TASK REQUIREMENTS —
Needed from the entries below: every line that holds the word "backspace".

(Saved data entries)
· · ·
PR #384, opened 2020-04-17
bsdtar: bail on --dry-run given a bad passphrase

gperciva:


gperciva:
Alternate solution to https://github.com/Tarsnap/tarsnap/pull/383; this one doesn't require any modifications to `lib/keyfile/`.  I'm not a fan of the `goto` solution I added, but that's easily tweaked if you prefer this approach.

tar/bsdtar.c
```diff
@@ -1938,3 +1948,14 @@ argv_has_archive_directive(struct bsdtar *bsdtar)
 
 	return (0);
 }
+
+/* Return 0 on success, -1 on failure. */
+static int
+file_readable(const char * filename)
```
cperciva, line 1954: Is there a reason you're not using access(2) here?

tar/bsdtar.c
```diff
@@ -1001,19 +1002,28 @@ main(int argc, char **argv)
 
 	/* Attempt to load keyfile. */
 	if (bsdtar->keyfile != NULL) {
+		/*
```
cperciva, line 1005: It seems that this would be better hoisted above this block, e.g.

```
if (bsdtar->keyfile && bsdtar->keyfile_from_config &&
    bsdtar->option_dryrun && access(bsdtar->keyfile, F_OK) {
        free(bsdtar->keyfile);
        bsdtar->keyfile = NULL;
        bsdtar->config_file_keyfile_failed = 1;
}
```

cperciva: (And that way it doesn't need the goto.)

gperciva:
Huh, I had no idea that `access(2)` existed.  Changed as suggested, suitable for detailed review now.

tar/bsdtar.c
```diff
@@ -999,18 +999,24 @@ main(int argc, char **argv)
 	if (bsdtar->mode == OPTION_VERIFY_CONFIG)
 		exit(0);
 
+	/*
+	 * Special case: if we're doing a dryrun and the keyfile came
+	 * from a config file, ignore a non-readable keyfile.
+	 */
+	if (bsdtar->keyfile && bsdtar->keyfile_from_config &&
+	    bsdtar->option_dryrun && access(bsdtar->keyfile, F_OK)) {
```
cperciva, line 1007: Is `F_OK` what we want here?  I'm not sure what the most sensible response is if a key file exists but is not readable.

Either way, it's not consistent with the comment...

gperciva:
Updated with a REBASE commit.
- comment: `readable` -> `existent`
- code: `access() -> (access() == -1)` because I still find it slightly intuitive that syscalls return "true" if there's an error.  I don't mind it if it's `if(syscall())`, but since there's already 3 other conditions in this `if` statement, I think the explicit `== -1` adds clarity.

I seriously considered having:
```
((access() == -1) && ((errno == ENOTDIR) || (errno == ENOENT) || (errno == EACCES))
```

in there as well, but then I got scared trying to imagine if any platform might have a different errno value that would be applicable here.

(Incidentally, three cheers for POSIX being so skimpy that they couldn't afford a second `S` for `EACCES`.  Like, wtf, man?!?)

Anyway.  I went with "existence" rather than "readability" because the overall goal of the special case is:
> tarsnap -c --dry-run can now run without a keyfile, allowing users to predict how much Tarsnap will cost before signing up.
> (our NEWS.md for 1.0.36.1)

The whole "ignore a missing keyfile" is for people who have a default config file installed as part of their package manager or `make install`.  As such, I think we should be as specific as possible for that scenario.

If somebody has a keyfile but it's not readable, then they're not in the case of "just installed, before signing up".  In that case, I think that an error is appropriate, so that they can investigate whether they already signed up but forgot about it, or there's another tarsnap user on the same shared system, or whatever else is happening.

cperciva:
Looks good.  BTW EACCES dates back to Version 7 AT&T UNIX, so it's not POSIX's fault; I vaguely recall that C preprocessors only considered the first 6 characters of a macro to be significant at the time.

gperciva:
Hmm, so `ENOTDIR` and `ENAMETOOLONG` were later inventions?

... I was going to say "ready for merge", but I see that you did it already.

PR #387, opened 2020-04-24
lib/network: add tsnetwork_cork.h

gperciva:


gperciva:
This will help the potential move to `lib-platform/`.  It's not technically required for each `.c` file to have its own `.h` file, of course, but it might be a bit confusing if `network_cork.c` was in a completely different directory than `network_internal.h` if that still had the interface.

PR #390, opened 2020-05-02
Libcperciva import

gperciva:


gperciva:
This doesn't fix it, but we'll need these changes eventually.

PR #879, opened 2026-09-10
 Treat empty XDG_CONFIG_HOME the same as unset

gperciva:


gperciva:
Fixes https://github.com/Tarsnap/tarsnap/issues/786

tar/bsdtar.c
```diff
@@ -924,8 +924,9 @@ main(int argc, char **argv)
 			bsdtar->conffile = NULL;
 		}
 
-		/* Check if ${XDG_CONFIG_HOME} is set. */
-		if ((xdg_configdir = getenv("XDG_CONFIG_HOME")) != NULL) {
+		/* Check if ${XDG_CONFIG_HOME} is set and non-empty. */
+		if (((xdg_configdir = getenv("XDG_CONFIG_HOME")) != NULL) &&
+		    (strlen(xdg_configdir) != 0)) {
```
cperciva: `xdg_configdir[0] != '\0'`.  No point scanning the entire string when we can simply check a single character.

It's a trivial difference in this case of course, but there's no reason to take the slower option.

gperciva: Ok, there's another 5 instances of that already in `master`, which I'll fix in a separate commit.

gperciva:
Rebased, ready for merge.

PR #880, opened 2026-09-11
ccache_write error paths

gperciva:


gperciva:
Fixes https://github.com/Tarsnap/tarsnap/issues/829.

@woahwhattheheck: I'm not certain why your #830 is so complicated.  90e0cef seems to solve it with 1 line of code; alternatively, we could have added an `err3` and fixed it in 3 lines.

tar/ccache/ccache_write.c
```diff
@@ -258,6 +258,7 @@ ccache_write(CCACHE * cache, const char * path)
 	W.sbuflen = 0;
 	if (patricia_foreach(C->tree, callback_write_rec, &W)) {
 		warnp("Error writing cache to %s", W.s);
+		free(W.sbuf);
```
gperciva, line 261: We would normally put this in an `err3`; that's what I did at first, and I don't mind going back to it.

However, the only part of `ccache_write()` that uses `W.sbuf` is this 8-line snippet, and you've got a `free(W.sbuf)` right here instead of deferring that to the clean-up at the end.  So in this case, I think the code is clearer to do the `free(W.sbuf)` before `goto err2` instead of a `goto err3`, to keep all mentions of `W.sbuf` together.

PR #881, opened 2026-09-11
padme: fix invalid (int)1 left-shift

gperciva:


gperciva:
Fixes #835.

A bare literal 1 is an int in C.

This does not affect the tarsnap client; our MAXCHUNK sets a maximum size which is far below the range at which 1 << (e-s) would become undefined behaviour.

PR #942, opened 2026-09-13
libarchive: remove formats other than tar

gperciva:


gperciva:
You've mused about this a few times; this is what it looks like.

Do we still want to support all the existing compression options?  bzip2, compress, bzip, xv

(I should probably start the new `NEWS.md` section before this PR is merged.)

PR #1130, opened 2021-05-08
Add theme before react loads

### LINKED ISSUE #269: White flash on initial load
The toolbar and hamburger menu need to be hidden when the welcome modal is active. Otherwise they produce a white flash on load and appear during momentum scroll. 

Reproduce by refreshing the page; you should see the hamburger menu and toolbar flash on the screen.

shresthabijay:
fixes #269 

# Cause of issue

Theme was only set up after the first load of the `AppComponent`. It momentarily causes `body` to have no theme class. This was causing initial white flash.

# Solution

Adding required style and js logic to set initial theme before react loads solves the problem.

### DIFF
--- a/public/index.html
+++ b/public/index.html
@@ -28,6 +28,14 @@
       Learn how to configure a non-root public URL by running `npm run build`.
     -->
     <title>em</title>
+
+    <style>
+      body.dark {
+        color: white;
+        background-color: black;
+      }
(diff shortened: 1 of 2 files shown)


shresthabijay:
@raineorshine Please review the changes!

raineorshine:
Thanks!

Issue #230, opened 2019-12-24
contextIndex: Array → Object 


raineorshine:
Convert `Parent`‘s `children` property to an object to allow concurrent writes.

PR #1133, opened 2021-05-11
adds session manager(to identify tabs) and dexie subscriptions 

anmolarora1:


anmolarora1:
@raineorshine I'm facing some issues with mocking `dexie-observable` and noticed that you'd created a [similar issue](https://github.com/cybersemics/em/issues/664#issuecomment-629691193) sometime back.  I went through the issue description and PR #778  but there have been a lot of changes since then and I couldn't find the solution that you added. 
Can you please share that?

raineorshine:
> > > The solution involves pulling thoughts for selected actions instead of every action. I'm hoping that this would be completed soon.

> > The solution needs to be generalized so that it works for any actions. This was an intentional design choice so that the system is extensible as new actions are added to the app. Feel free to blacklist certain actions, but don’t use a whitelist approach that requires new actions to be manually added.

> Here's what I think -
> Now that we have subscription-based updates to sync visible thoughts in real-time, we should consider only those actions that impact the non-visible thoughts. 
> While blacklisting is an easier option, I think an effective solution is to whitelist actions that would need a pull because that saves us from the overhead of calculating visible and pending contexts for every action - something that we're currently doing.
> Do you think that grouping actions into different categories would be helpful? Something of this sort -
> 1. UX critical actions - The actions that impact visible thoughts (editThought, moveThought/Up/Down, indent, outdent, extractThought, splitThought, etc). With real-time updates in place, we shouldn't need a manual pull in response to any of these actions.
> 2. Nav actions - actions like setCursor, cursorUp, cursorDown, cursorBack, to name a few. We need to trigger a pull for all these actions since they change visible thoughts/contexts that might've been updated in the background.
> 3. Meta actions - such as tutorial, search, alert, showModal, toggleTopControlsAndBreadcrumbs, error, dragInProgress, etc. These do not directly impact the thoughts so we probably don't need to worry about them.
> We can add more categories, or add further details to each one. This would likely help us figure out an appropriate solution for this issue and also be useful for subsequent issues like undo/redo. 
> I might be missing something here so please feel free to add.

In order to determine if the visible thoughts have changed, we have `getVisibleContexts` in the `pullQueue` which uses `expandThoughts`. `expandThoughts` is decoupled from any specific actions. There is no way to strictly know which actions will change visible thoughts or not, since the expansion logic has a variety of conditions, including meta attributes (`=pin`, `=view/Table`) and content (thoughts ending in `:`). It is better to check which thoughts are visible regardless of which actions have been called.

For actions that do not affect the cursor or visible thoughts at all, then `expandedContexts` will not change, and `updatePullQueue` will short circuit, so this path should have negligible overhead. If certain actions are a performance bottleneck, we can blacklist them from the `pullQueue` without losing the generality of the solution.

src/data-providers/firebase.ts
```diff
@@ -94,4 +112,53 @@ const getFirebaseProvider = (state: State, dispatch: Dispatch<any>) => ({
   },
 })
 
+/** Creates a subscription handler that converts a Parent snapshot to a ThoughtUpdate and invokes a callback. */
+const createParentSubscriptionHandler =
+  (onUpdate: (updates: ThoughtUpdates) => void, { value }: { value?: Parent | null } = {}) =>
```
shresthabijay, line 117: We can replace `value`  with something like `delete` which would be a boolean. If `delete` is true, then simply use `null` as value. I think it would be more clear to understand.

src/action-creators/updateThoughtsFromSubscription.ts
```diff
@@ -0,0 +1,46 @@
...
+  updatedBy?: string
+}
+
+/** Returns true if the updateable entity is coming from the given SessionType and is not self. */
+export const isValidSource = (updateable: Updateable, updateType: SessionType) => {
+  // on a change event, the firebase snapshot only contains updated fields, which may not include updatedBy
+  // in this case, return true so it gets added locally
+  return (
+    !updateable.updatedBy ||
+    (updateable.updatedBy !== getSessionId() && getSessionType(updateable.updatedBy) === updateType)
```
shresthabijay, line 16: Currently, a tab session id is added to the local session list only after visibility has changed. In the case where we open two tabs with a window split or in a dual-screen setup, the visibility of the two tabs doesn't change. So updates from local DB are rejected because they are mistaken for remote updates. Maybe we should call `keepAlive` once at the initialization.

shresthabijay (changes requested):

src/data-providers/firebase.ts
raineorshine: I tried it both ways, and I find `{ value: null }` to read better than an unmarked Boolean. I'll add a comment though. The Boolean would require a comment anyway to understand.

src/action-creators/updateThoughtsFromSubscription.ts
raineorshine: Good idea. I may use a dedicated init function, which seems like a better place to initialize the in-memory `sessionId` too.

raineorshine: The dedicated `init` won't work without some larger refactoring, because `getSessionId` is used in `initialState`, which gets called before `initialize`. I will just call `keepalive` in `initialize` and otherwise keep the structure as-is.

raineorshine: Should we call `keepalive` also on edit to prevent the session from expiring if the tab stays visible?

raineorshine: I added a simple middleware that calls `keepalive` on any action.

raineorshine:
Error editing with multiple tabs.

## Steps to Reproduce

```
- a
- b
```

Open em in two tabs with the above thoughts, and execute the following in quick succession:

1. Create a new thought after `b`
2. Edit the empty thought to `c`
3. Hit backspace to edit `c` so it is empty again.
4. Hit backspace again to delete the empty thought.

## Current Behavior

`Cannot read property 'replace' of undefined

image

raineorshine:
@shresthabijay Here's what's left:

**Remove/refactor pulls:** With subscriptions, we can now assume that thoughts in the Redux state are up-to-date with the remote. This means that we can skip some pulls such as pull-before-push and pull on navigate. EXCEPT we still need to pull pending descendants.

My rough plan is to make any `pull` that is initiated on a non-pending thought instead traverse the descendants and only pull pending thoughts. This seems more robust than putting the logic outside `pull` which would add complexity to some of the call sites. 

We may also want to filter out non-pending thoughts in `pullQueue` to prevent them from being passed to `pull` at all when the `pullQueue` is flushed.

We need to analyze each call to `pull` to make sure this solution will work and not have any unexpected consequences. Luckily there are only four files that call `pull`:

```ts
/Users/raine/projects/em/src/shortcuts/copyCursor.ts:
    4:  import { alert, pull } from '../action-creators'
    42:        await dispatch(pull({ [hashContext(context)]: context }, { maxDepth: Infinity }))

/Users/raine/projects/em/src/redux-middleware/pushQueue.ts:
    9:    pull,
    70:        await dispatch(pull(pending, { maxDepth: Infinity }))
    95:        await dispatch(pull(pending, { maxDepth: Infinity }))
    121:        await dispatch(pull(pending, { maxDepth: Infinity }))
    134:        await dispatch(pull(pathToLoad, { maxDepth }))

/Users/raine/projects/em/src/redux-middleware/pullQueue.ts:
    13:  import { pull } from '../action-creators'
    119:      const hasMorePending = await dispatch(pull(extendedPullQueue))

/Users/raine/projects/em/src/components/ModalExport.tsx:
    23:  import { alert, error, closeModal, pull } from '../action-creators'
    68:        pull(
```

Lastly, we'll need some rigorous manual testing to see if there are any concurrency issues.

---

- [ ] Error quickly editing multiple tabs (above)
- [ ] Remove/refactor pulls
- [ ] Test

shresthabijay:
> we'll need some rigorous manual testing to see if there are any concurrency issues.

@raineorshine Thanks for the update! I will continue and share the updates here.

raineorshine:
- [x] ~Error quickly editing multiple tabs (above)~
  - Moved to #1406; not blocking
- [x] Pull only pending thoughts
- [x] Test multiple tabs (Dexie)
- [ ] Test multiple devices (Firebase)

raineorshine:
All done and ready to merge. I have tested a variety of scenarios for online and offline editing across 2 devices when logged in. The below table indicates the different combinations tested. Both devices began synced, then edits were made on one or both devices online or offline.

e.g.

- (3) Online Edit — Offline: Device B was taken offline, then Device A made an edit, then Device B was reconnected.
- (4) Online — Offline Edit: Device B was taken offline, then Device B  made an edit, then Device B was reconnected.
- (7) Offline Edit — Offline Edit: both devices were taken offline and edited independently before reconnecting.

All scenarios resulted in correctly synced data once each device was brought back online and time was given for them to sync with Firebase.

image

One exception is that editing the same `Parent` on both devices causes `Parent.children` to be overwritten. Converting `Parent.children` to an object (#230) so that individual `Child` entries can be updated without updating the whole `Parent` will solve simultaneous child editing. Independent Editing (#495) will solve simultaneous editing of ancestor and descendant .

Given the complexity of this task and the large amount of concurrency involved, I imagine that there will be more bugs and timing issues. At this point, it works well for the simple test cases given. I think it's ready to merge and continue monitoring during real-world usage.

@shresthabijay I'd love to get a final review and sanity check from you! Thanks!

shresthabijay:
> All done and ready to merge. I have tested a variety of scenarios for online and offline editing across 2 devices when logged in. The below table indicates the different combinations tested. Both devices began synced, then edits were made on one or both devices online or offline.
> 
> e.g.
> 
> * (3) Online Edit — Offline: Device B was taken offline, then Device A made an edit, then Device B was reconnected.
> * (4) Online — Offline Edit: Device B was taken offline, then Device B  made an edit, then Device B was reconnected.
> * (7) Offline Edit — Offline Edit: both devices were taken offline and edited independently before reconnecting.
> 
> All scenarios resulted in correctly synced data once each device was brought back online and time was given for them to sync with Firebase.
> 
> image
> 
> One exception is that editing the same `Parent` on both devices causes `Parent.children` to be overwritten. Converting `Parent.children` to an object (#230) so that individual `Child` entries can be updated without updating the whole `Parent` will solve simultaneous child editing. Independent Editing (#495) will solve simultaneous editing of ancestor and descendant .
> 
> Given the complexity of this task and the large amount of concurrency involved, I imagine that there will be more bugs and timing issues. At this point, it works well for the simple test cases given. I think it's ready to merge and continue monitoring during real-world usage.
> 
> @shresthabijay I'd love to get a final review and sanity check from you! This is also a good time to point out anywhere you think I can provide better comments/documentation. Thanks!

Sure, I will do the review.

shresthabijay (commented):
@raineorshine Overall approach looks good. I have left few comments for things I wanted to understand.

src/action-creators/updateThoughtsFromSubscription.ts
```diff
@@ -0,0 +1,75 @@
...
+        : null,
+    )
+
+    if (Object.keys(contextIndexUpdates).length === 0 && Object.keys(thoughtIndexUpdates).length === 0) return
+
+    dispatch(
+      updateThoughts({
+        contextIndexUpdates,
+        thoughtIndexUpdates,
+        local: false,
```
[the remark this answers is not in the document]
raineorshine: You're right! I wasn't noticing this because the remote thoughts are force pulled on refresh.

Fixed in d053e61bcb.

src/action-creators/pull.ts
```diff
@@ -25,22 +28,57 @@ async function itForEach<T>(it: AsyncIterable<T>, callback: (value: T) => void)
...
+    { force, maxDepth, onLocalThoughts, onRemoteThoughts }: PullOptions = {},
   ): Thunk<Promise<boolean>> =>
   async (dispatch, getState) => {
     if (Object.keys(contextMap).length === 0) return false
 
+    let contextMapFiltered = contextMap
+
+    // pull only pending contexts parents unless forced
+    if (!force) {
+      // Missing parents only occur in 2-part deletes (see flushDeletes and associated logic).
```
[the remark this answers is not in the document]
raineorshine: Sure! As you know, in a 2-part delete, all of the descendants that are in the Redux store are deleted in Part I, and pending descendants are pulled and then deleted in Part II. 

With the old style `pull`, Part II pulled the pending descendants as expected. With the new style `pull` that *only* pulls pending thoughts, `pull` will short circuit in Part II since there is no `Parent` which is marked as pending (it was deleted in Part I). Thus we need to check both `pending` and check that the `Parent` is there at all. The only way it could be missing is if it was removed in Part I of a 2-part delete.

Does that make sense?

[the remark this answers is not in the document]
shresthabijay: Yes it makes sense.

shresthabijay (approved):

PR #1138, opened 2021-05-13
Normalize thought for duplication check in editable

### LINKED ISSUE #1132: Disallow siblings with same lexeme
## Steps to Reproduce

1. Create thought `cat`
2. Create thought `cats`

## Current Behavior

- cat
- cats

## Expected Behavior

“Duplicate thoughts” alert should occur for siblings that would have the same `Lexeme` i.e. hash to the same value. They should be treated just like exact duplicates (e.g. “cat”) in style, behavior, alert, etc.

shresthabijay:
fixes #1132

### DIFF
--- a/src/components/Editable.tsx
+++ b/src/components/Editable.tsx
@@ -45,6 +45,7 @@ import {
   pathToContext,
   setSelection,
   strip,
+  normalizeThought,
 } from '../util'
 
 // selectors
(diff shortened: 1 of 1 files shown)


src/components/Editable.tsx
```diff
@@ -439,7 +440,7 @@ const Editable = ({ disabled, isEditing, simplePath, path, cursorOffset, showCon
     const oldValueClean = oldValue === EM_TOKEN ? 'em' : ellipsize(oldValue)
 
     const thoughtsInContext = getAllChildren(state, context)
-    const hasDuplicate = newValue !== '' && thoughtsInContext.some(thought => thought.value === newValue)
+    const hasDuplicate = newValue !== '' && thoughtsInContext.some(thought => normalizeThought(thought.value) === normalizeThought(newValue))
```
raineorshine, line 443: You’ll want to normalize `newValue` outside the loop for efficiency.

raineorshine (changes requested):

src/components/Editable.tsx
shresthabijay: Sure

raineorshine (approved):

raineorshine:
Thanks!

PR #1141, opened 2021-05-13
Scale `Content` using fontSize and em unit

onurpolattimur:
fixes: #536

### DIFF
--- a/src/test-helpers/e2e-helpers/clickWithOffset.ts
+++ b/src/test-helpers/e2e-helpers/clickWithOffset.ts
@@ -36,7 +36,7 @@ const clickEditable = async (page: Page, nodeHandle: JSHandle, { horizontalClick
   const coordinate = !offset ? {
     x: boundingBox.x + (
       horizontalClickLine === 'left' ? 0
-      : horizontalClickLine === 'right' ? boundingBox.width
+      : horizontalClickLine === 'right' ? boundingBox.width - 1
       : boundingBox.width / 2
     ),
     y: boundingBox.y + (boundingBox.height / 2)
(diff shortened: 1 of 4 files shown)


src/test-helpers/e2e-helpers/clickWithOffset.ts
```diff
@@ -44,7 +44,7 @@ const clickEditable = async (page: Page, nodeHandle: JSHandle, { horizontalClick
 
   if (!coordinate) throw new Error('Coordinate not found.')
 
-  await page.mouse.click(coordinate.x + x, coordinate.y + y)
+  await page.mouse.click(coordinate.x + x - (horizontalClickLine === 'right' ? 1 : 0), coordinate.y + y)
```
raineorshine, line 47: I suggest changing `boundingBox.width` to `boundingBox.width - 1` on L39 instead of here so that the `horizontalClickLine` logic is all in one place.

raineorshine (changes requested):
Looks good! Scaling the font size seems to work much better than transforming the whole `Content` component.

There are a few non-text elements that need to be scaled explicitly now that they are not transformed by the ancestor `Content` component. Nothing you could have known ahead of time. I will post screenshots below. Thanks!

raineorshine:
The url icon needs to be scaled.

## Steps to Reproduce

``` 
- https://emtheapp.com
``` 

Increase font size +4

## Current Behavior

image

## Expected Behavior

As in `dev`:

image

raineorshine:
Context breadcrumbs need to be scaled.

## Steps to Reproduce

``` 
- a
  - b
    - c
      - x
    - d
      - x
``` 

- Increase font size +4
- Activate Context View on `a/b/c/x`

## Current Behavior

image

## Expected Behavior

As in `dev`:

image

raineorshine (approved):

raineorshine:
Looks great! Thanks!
· · ·
WRITTEN REPLY —
3. Hit backspace to edit `c` so it is empty again.
4. Hit backspace again to delete the empty thought.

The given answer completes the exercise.